» Work required: From the first line to the last, reproduce the records exactly as they appear below.

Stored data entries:
========================================================================

PR #6390, opened 2026-08-19
[Diffusion] Make Flux2Pipeline text_encoder_out_layers configurable

khairulkabir1661:
## Summary

- Read `text_encoder_out_layers` from the text encoder config in `Flux2Pipeline.__init__` (same pattern as `Flux2KleinPipeline`), falling back to the original `(10, 20, 30)` when the config attribute is absent
- Update `encode_prompt` and `__call__` to use the instance attribute instead of hardcoded defaults
- Shrink the tiny model builder from 31 text encoder layers to 3 (`hidden_size=32`, `text_encoder_out_layers=[0,1,2]`, `joint_attention_dim=96`)

## Test plan

- [x] `pytest tests/model_tests/diffusion/test_common_offline.py -k "Flux2Pipeline" -v` — all 3 subtests pass (TEXT_TO_IMAGE, determinism, multi_output)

========================================================================

» Output for this task:
PR #6390, opened 2026-08-19
[Diffusion] Make Flux2Pipeline text_encoder_out_layers configurable

khairulkabir1661:
## Summary

- Read `text_encoder_out_layers` from the text encoder config in `Flux2Pipeline.__init__` (same pattern as `Flux2KleinPipeline`), falling back to the original `(10, 20, 30)` when the config attribute is absent
- Update `encode_prompt` and `__call__` to use the instance attribute instead of hardcoded defaults
- Shrink the tiny model builder from 31 text encoder layers to 3 (`hidden_size=32`, `text_encoder_out_layers=[0,1,2]`, `joint_attention_dim=96`)

## Test plan

- [x] `pytest tests/model_tests/diffusion/test_common_offline.py -k "Flux2Pipeline" -v` — all 3 subtests pass (TEXT_TO_IMAGE, determinism, multi_output)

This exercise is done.